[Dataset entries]
PR #188, opened 2026-07-17
refactor(report): extract the HTML/SVG render seam out of langres.core

fxd24:
Moves the HTML/SVG rendering slice out of `langres.core` into a new `langres/report/` package. All numbers below are **measured on this branch**, not quoted from the brief.

## Why `report`, and why these three

`_report_html` had **zero** importers in `core` — all 8 were `langres.data.data_profile.*`. `_svg`'s only `core` importer was `eval_report` itself. These are shared rendering primitives that `langres.data` uses more than `core` ever did: in `core` by accident of history, not design. `core` is the contracts floor; a chart renderer is not a contract.

**On the name:** the brief invited me to argue for a better one. I'm not going to — `tools/refactor_target_packages.json` (which I'm forbidden to edit) **already maps all three to `"report"`**, alongside `fit_report` and `reports.py` for a later wave. Inventing a different name would desync from the gate file. `report` it is.

## Measured outcomes

| metric | before (`b70e54e`) | after |
|---|---|---|
| `core` lines | 30,343 | **28,962** (−1,381) |
| `core` % of `src` | 67.1% | **64.0%** |
| `report` lines | — | 1,414 |
| runtime SCC (`import_graph.py kinds`) | `[]` | **`[]`** |
| all-edges SCC | `[9, 9, 3, 2]` | **`[9, 9, 3, 2]`** (identical membership) |
| root `len(langres.__all__)` | 36 | **36** |
| `len(langres.core.__all__)` | 76 | **76** |

**Package edges — every direction one-way, as predicted:**

```
core   -> report:  0 edges ( 0 runtime)   <- the point of the exercise
report -> core  :  4 edges ( 4 runtime)
data   -> report: 13 edges (13 runtime)
report -> data  :  0 edges ( 0 runtime)
```

Runtime import cycles stay at **ZERO**. The tangle-gate baselines (`largest_scc=0, tangled=frozenset()` runtime; `9` all-edges) are **untouched** — none of the three modules was ever in an SCC. No baseline raised, no re-export relay interposed.

**Tests:** 3,641 passed, 4 failed — all 4 are shared gate files I am not allowed to edit (below). Ruff clean. Mypy: 9 errors in 5 files, **identical before and after** (missing optional extras: torch/sentence_transformers/openai/fastembed) — pre-existing, none in `report/`.

## Correction to the brief's API framing

The brief says to check `len(langres.core.__all__) == 76` before/after. Worth stating plainly: **`EvalReport` was never in `core.__all__`.** Verified:

```
EvalReport in root __all__: True     (langres/_exports/_flywheel.py, lazy)
EvalReport in core __all__: False
EvalReport in eval __all__: True     (langres/eval.py, lazy)
```

So `core.__all__` is structurally unaffected by this move. The only real API wiring was two lazy-map strings (`_flywheel.py:51`, `eval.py:82`) plus their TYPE_CHECKING imports. Both `langres.EvalReport` and `langres.eval.EvalReport` resolve to the identical class and still cache on first access.

## Breaking: the deep import path (needs your call)

`README.md:259` advertised `from langres.core.eval_report import EvalReport`. The brief's API constraint named `langres.eval` as the path that must keep working but did not mention this one — I suspect it went unnoticed. That path **is broken** by this PR.

I updated README, `docs/reference/eval-report.md` (mkdocstrings target), and `examples/quickstart_eval.py` in this same change. 0.x semver permits it, and the repo has precedent (the judge→Matcher rename). **If you would rather not break it**, the alternative is a PEP 562 `__getattr__` shim at `core/eval_report.py` — that keeps `core -> report` at 0 *runtime* edges (function-local only), exactly the pattern `clients/openrouter.py` already uses to forward `spend`/`spend_cap`. Say the word and I will add it; I left it out because the mapping file maps the module wholesale to `report` with no shim entry, unlike `model_ref` which lists both paths.

`CHANGELOG.md` 0.3.0 entries still name `langres.core.eval_report` — **deliberately left**: they are a historical record of what shipped at that path, not live docs.

## Gate files — 4 failures, all yours to land

I did not touch any file on the forbidden list. The move needs these:

**1. `tests/test_import_budget.py` — 3 hard failures + 1 silent fail-open**

| line | current | needs |
|---|---|---|
| 264 | `import langres.core.eval_report; import langres.core._svg` | `langres.report.…` |
| 297 | `import langres.core._report_html` | `langres.report._report_html` |
| 670 | `from langres.core.eval_report import EvalReport` | `langres.report.eval_report` |
| **391** | `_ROOT_LAZY_MODULES = ["langres.core.eval_report", …]` | `langres.report.eval_report` |

**Line 391 is the dangerous one — it does not fail. It passes vacuously.** It asserts the module is *absent* from `sys.modules` after `import langres`; a module that no longer exists can never appear, so the gate goes green while checking nothing for `EvalReport`. Proven:

```
langres.core.eval_report            module exists? False   <- gate still checks this
langres.core.benchmark              module exists? True
langres.core.calibration            module exists? True
langres.data.data_profile           module exists? True
```

That is the "deny lists rot open" / gate-decoupled-from-what-it-checks pattern. The other three tests fail loudly; this one needs a human to notice.

For the record, **all four properties that gate protects still hold at the new paths** (verified in fresh processes): bare `import langres` pulls no `langres.report.*`; `import langres.eval` stays lazy; `report.eval_report`+`_svg` leak no heavy dep; `data_profile`+`report._report_html` leak no heavy dep. **matplotlib does not become eager.** Only the path strings are stale.

**2. `tools/refactor_target_packages.json` — mapping totality**

`tests/test_import_graph.py::test_shipped_refactor_mapping_covers_every_module` ("no wave may discover a homeless file") fails: `langres.report`, `.report._svg`, `.report._report_html`, `.report.eval_report` are unmapped. The fix is the same one-liner shape as your `b70e54e`:

```json
"prefix": { "langres.report": "report", … }
```

…and the three now-stale `exact` keys (`langres.core._report_html`, `._svg`, `.eval_report`) can be dropped — nothing tests for stale keys, only for totality, so they would rot silently.

**3. `.github/workflows/test.yml:213-214` — the coverage glob** (you said you would handle it)

`--include="src/langres/core/*"` silently stops covering the moved files. I measured the impact rather than just flagging it. The three files carry **98–100%** coverage (`_report_html` 100%, `_svg` 98%, `eval_report` 99%), so they were *lifting* the core average — removing them moves the gate **down**:

```
baseline b70e54e : 97.91%  (7705 stmts)
after move       : 97.85%  (7307 stmts)   delta -0.06pp
```

Apples-to-apples, identical command. Both sit under 98 because the **fast** suite is not CI's `test-full` (which adds slow tests); the *delta* is the meaningful figure. Recommend adding `src/langres/report/*` to a gate so ~1,400 lines at 99% do not fall out of coverage entirely.

## Pre-existing defect found — reported, NOT fixed (out of scope)

`report/_report_html.py:safe_auc` returns `None` and filters non-finite values; `report/eval_report.py:_safe_auc` returns `nan` and does not. Two functions, same job, divergent contracts — now visible as neighbours in one package. **I did not unify them**: silently changing either is a behaviour change. Follow-up.

## Notes

- `report/__init__.py` is deliberately **import-free** — but see the correction below for why.

### Correction to my own claim (measured, and I was wrong)

An earlier version of this PR body claimed the new path is *"lighter than before"*. **That is false, and I am striking it.** Measured on both trees:

```
BASE  (4679489):  from langres.core   import _svg  -> 69 langres modules
MINE  (b7b8efe):  from langres.report import _svg  -> 70 langres modules
```

It is **+1 module heavier**, not lighter — the extra being `langres.report` itself (an empty package `__init__`). My reasoning was that `from langres.core import _svg` executes `core/__init__`'s fragment aggregator and the new path would skip it. Wrong: `langres/__init__.py` eagerly imports `langres.core`, so that aggregator runs no matter which langres submodule you touch. Nothing is saved.

The import-free `__init__` is still the right call, but for the *other* reason, which does measure out — re-exporting `EvalReport` there would add **+3** modules to every `data_profile` import of `_svg`:

```
_svg alone     : 70 modules
+ eval_report  : 73 modules  (+3)
extra pulled   : ['langres.core.benchmark', 'langres.core.usage', 'langres.report.eval_report']
```

So: keep it import-free to avoid +3 on the `$0` profile path; do not credit this PR with an import-weight win it does not deliver.
- Tests moved with the code to `tests/report/` (found by content — the tree does not mirror source).
- Rebased onto `b70e54e`; clean, no overlap with your gate commits.


fxd24:
### Follow-up detail on the `safe_auc` / `_safe_auc` collision (still NOT fixed here)

I re-verified this rather than take the brief's word for it, and it is **sharper than "divergent contracts"** — `_safe_auc` does not honour its own name or docstring.

`report/eval_report.py:694` documents itself as *"ROC-AUC that returns `nan` (not a raise) on an empty/degenerate input"*. It **raises** on a non-finite score:

```
non-finite score present  (labels=[T,F,T,F], scores=[0.9, 0.1, nan, 0.2]):
  _report_html.safe_auc ->  1.0                     # drops the nan pair, renders
  eval_report._safe_auc  -> RAISES ValueError: scores must be finite, got nan at index 2

empty input:
  _report_html.safe_auc ->  None
  eval_report._safe_auc  ->  nan
```

Three axes of divergence, not one:

| | `_report_html.safe_auc` | `eval_report._safe_auc` |
|---|---|---|
| return type | `float \| None` | `float` |
| empty input | `None` | `nan` |
| **non-finite score** | **filtered, returns a number** | **raises `ValueError`** |

The third is the real bug: a non-finite score means a broken ranking, which is precisely when you want the tearsheet to still render a `"n/a"` rather than blow up mid-report. `_safe_auc` only guards `if not scores`, so its "safe" is empty-input-only.

**Still deliberately not fixing it here** — out of scope, and either direction is a behaviour change (`EvalReport.from_log` on a judge that emitted a nan score currently raises; making it render `n/a` changes what users see). Flagging it with evidence so the follow-up can be decided on facts rather than on the two functions' names.

fxd24:
### CI status + rebase note

Rebased onto `4679489` (the base moved twice while this was in flight — `b70e54e` then `4679489`). Re-verified on the new base: `core` **28,962** lines, runtime SCC **`[]`**, all-edges SCC **`[9, 9, 3, 2]`**, root `__all__` **36**, `core.__all__` **76**. Unchanged.

**Diff touches 26 files and ZERO files on the forbidden list** (verified with `git diff --name-only`).

| check | result |
|---|---|
| **Docs** (mkdocs `--strict`) | **pass** — the retargeted `::: langres.report.eval_report` mkdocstrings reference resolves |
| **Lint** | **pass** — the gate for moved symbols / stale re-exports |
| **build** | **pass** |
| **test-finetune** | **pass** |
| **test-core-only** | **fail — `tests/test_import_budget.py` only** |
| test-full | skipped (push-only) |

`test-core-only` fails at exactly one step:

```
success  Install dependencies (core only -- no [semantic]/[llm] extras)
failure  Run import-budget tests against the real core-only install   <-- the gate file
skipped  Verify the core-only FuzzyString().dedupe() path still works
skipped  Verify the core-only eval tearsheet ($0 EvalReport -> to_html) works
skipped  Verify the core-only flywheel loop (examples/flywheel_min.py) works
```

The three example steps were **skipped, not failed** — they never ran because the gate step aborted the job. I ran all three locally on this branch and **all three pass**, including `quickstart_eval.py` (which I retargeted) rendering its tearsheet, and `flywheel_min.py` resolving `EvalReport` through the root lazy path. They will go green once the four `test_import_budget.py` paths are updated.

Problem to work on | Copy the lines above exactly, from the very first through the one containing "## Measured outcomes", and include no other line.

Problem solution |
PR #188, opened 2026-07-17
refactor(report): extract the HTML/SVG render seam out of langres.core

fxd24:
Moves the HTML/SVG rendering slice out of `langres.core` into a new `langres/report/` package. All numbers below are **measured on this branch**, not quoted from the brief.

## Why `report`, and why these three

`_report_html` had **zero** importers in `core` — all 8 were `langres.data.data_profile.*`. `_svg`'s only `core` importer was `eval_report` itself. These are shared rendering primitives that `langres.data` uses more than `core` ever did: in `core` by accident of history, not design. `core` is the contracts floor; a chart renderer is not a contract.

**On the name:** the brief invited me to argue for a better one. I'm not going to — `tools/refactor_target_packages.json` (which I'm forbidden to edit) **already maps all three to `"report"`**, alongside `fit_report` and `reports.py` for a later wave. Inventing a different name would desync from the gate file. `report` it is.

## Measured outcomes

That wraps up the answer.